* Directions for this task *
Locate, in the data below, the line that contains "Issue #733, opened 2014-08-30" and the line that contains "I received an"; reproduce exactly those two lines and every line between them, nothing more.

* Data provided *
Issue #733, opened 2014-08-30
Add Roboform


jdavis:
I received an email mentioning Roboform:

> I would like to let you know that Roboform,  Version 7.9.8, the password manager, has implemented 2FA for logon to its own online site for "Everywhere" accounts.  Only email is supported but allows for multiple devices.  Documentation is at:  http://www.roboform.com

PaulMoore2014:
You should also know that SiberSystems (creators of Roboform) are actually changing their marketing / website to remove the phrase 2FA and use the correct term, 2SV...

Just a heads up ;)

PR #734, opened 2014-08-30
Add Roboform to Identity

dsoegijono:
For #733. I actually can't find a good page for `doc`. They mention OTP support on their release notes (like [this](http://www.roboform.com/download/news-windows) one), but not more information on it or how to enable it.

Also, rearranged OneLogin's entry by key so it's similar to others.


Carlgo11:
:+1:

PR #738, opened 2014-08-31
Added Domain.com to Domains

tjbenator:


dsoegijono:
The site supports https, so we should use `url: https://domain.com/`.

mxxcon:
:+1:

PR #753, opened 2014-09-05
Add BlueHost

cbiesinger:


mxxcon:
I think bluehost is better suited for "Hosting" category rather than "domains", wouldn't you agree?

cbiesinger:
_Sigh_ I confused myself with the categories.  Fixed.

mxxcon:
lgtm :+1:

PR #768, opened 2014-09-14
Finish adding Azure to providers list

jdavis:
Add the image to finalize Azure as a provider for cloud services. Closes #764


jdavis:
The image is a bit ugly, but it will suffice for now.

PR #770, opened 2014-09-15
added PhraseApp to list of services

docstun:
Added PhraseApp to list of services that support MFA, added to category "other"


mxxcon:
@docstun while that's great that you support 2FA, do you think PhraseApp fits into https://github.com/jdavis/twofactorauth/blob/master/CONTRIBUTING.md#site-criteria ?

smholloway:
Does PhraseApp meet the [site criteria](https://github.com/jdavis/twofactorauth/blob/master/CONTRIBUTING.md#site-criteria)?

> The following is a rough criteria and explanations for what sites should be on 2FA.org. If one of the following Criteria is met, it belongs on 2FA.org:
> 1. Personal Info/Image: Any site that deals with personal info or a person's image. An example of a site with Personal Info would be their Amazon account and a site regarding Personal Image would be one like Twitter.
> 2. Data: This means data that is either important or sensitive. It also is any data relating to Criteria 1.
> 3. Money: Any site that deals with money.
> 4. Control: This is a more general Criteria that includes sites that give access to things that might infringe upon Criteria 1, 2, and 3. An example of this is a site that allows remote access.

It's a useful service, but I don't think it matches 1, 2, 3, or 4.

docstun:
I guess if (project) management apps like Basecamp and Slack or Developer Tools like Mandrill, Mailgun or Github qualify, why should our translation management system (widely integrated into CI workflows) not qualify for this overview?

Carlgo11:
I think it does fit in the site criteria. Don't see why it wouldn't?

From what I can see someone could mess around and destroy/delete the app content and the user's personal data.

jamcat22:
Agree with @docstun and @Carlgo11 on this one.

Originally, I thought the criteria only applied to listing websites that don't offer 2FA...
---
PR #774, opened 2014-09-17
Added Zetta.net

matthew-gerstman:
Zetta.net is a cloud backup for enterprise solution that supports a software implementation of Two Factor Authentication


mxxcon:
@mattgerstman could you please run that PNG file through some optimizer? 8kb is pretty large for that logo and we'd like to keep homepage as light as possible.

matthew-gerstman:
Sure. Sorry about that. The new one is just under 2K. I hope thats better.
...
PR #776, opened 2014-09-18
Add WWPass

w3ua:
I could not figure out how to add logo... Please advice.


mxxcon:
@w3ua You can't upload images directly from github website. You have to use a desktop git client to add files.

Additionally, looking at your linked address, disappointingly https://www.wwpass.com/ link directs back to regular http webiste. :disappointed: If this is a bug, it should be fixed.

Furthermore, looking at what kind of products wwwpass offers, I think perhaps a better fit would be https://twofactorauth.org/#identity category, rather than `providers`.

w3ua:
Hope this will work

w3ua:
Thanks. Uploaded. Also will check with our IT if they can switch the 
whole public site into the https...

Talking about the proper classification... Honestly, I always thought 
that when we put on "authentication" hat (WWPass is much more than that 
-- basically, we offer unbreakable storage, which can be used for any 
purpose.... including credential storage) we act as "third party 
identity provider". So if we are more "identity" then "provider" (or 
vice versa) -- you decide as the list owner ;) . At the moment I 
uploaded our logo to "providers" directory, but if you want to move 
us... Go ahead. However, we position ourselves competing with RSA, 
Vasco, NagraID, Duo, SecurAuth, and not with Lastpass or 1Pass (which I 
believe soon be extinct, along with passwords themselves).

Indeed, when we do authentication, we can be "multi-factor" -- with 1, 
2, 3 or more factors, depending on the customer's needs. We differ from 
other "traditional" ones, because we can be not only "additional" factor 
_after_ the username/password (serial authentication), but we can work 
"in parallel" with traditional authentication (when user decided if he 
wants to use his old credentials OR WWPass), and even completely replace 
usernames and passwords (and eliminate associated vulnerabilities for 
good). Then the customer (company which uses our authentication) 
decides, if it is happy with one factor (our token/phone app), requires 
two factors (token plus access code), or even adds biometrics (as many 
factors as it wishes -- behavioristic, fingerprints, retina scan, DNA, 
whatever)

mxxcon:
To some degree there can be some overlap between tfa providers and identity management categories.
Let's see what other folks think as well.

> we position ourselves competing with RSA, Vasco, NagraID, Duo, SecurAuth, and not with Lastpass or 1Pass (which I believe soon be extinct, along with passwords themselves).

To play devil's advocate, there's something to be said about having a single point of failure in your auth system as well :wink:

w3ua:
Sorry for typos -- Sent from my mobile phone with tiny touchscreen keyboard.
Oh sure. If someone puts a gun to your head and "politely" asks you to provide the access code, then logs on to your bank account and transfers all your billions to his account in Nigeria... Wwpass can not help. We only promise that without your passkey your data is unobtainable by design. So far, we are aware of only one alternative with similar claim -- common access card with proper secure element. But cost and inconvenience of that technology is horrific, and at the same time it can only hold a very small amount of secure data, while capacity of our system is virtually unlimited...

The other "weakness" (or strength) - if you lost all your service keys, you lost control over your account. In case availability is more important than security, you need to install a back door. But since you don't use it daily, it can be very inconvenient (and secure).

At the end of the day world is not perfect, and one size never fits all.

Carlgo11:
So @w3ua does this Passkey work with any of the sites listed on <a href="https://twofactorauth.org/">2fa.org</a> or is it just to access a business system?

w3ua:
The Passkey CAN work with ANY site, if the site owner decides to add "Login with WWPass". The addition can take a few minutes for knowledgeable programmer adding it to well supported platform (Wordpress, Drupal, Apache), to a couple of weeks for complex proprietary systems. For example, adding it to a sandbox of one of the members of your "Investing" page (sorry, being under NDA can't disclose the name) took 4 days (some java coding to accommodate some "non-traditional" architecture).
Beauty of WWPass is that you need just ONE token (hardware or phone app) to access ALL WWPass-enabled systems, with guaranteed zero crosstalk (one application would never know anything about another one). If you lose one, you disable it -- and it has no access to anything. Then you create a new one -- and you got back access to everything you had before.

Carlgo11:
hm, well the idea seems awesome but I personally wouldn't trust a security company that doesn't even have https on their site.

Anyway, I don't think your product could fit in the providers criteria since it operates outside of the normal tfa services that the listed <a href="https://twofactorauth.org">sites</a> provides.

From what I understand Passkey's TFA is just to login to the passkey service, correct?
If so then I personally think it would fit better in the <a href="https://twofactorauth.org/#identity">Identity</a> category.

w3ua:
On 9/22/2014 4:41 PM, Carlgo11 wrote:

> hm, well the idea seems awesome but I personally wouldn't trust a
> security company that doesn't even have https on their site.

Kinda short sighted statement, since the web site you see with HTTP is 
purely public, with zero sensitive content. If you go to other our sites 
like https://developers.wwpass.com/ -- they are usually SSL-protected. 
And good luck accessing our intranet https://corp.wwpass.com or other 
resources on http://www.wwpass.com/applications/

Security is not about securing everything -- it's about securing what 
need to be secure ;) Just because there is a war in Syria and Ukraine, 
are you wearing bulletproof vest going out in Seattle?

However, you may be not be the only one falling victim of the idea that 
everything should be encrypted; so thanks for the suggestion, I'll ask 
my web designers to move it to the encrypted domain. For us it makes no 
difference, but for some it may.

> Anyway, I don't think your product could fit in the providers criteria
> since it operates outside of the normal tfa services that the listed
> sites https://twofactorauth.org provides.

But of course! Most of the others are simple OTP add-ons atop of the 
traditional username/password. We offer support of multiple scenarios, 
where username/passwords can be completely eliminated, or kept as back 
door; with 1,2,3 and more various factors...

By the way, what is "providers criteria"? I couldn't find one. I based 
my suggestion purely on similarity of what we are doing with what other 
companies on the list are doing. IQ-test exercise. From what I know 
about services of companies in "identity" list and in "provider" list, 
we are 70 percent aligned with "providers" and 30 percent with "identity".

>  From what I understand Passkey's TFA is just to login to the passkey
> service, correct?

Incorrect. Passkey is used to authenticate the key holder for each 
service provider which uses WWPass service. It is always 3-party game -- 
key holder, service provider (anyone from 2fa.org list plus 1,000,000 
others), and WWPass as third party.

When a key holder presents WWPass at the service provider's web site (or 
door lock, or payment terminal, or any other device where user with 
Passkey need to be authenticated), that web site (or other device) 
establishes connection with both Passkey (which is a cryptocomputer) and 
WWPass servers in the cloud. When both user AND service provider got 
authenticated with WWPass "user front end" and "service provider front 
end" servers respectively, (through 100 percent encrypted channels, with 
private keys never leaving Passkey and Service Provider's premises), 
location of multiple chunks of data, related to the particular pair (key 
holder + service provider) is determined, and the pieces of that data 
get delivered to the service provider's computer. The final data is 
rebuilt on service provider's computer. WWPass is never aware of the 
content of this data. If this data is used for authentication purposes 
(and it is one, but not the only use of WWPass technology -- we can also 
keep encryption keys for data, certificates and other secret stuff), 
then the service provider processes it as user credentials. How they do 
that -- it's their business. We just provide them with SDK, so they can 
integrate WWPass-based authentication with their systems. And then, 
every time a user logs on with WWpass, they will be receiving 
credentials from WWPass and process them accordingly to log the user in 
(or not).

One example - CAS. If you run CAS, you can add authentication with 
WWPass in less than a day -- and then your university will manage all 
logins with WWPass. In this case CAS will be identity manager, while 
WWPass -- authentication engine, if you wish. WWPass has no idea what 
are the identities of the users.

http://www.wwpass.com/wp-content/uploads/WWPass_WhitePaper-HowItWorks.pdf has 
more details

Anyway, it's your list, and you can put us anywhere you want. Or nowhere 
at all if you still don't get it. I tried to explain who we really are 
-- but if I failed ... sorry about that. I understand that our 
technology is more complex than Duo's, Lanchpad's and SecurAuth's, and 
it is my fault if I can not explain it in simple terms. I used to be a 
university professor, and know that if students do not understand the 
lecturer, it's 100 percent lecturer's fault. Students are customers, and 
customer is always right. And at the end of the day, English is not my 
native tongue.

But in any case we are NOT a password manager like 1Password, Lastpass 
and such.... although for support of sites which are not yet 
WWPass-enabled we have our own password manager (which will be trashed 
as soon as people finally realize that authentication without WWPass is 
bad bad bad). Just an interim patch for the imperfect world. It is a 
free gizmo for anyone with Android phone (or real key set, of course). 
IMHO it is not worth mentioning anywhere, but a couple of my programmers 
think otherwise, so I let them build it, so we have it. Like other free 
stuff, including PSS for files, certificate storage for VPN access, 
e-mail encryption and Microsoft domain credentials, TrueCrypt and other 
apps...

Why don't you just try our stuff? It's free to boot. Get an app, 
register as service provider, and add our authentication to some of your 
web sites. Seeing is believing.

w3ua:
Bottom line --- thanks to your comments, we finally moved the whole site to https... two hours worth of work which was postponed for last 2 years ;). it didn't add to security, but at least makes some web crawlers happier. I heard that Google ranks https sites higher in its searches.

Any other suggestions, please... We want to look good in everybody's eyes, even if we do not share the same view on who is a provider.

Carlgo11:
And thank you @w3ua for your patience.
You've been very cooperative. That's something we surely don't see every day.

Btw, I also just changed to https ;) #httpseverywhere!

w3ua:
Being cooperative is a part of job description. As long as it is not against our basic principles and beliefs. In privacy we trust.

* Written answer *
Issue #733, opened 2014-08-30
Add Roboform


jdavis:
I received an email mentioning Roboform:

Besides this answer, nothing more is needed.